◆ **The problem**
Print every line below without adding or leaving out a single word.

------ Given data ------

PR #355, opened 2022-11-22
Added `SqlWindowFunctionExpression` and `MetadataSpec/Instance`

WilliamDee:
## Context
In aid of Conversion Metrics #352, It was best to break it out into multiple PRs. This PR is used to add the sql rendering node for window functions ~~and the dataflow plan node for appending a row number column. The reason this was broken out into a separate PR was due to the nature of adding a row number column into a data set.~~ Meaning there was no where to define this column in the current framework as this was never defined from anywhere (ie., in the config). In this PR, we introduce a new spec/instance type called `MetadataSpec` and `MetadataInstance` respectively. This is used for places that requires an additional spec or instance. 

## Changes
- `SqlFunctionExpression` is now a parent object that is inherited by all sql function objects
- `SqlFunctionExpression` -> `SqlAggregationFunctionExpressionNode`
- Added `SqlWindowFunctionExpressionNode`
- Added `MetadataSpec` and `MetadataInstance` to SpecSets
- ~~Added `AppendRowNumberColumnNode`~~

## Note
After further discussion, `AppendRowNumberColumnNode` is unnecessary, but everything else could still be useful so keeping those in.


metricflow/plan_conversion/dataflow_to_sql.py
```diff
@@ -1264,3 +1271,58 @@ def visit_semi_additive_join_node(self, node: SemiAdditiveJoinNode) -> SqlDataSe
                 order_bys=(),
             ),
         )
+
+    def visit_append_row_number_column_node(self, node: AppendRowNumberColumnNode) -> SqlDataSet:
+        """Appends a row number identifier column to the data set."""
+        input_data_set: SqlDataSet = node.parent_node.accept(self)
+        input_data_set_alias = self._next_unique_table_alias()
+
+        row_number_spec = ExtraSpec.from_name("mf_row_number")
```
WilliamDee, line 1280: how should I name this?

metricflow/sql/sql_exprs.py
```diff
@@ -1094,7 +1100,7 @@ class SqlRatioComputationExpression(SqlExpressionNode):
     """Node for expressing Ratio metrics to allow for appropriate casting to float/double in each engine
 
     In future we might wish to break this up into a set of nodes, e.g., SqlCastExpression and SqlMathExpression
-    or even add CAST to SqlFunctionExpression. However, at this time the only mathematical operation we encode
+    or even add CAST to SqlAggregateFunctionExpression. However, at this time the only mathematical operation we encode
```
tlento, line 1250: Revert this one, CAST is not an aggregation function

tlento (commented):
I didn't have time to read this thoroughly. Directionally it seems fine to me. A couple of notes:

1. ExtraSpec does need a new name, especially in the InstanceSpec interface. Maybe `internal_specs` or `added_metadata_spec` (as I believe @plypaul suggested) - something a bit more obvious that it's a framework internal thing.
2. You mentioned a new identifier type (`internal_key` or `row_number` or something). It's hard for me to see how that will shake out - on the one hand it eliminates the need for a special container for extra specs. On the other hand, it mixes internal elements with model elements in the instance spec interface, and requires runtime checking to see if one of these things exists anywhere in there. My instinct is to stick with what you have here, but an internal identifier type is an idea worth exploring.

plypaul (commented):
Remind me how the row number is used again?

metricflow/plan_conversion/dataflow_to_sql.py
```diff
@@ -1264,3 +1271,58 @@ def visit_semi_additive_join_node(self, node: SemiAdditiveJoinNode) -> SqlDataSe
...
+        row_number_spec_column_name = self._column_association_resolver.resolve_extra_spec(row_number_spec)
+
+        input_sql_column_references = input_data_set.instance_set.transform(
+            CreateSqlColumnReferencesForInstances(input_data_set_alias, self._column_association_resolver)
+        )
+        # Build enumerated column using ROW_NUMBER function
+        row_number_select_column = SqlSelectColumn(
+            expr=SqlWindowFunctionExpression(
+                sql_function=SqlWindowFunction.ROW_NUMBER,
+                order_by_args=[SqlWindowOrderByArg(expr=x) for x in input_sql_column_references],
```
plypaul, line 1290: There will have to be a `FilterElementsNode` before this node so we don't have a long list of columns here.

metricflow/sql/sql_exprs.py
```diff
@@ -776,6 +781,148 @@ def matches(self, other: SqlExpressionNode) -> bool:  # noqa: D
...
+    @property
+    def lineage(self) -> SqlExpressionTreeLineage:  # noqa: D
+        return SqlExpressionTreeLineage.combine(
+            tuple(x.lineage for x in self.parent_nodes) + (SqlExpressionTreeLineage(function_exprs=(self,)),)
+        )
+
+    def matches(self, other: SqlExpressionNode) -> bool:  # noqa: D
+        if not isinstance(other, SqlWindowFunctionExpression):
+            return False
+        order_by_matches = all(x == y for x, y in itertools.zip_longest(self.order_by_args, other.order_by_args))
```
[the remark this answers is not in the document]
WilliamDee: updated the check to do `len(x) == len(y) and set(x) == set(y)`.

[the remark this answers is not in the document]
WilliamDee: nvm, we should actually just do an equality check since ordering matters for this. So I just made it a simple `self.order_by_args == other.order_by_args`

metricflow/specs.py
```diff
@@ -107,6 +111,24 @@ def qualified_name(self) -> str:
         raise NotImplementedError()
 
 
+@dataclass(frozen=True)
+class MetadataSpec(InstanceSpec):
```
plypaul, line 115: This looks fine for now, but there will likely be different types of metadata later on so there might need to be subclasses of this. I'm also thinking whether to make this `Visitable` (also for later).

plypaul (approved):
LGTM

------

◆ **Answer to this task**
PR #355, opened 2022-11-22
Added `SqlWindowFunctionExpression` and `MetadataSpec/Instance`

WilliamDee:
## Context
In aid of Conversion Metrics #352, It was best to break it out into multiple PRs. This PR is used to add the sql rendering node for window functions ~~and the dataflow plan node for appending a row number column. The reason this was broken out into a separate PR was due to the nature of adding a row number column into a data set.~~ Meaning there was no where to define this column in the current framework as this was never defined from anywhere (ie., in the config). In this PR, we introduce a new spec/instance type called `MetadataSpec` and `MetadataInstance` respectively. This is used for places that requires an additional spec or instance. 

## Changes
- `SqlFunctionExpression` is now a parent object that is inherited by all sql function objects
- `SqlFunctionExpression` -> `SqlAggregationFunctionExpressionNode`
- Added `SqlWindowFunctionExpressionNode`
- Added `MetadataSpec` and `MetadataInstance` to SpecSets
- ~~Added `AppendRowNumberColumnNode`~~

## Note
After further discussion, `AppendRowNumberColumnNode` is unnecessary, but everything else could still be useful so keeping those in.


metricflow/plan_conversion/dataflow_to_sql.py
```diff
@@ -1264,3 +1271,58 @@ def visit_semi_additive_join_node(self, node: SemiAdditiveJoinNode) -> SqlDataSe
                 order_bys=(),
             ),
         )
+
+    def visit_append_row_number_column_node(self, node: AppendRowNumberColumnNode) -> SqlDataSet:
+        """Appends a row number identifier column to the data set."""
+        input_data_set: SqlDataSet = node.parent_node.accept(self)
+        input_data_set_alias = self._next_unique_table_alias()
+
+        row_number_spec = ExtraSpec.from_name("mf_row_number")
```
WilliamDee, line 1280: how should I name this?

metricflow/sql/sql_exprs.py
```diff
@@ -1094,7 +1100,7 @@ class SqlRatioComputationExpression(SqlExpressionNode):
     """Node for expressing Ratio metrics to allow for appropriate casting to float/double in each engine
 
     In future we might wish to break this up into a set of nodes, e.g., SqlCastExpression and SqlMathExpression
-    or even add CAST to SqlFunctionExpression. However, at this time the only mathematical operation we encode
+    or even add CAST to SqlAggregateFunctionExpression. However, at this time the only mathematical operation we encode
```
tlento, line 1250: Revert this one, CAST is not an aggregation function

tlento (commented):
I didn't have time to read this thoroughly. Directionally it seems fine to me. A couple of notes:

1. ExtraSpec does need a new name, especially in the InstanceSpec interface. Maybe `internal_specs` or `added_metadata_spec` (as I believe @plypaul suggested) - something a bit more obvious that it's a framework internal thing.
2. You mentioned a new identifier type (`internal_key` or `row_number` or something). It's hard for me to see how that will shake out - on the one hand it eliminates the need for a special container for extra specs. On the other hand, it mixes internal elements with model elements in the instance spec interface, and requires runtime checking to see if one of these things exists anywhere in there. My instinct is to stick with what you have here, but an internal identifier type is an idea worth exploring.

plypaul (commented):
Remind me how the row number is used again?

metricflow/plan_conversion/dataflow_to_sql.py
```diff
@@ -1264,3 +1271,58 @@ def visit_semi_additive_join_node(self, node: SemiAdditiveJoinNode) -> SqlDataSe
...
+        row_number_spec_column_name = self._column_association_resolver.resolve_extra_spec(row_number_spec)
+
+        input_sql_column_references = input_data_set.instance_set.transform(
+            CreateSqlColumnReferencesForInstances(input_data_set_alias, self._column_association_resolver)
+        )
+        # Build enumerated column using ROW_NUMBER function
+        row_number_select_column = SqlSelectColumn(
+            expr=SqlWindowFunctionExpression(
+                sql_function=SqlWindowFunction.ROW_NUMBER,
+                order_by_args=[SqlWindowOrderByArg(expr=x) for x in input_sql_column_references],
```
plypaul, line 1290: There will have to be a `FilterElementsNode` before this node so we don't have a long list of columns here.

metricflow/sql/sql_exprs.py
```diff
@@ -776,6 +781,148 @@ def matches(self, other: SqlExpressionNode) -> bool:  # noqa: D
...
+    @property
+    def lineage(self) -> SqlExpressionTreeLineage:  # noqa: D
+        return SqlExpressionTreeLineage.combine(
+            tuple(x.lineage for x in self.parent_nodes) + (SqlExpressionTreeLineage(function_exprs=(self,)),)
+        )
+
+    def matches(self, other: SqlExpressionNode) -> bool:  # noqa: D
+        if not isinstance(other, SqlWindowFunctionExpression):
+            return False
+        order_by_matches = all(x == y for x, y in itertools.zip_longest(self.order_by_args, other.order_by_args))
```
[the remark this answers is not in the document]
WilliamDee: updated the check to do `len(x) == len(y) and set(x) == set(y)`.

[the remark this answers is not in the document]
WilliamDee: nvm, we should actually just do an equality check since ordering matters for this. So I just made it a simple `self.order_by_args == other.order_by_args`

metricflow/specs.py
```diff
@@ -107,6 +111,24 @@ def qualified_name(self) -> str:
         raise NotImplementedError()
 
 
+@dataclass(frozen=True)
+class MetadataSpec(InstanceSpec):
```
plypaul, line 115: This looks fine for now, but there will likely be different types of metadata later on so there might need to be subclasses of this. I'm also thinking whether to make this `Visitable` (also for later).

plypaul (approved):
LGTM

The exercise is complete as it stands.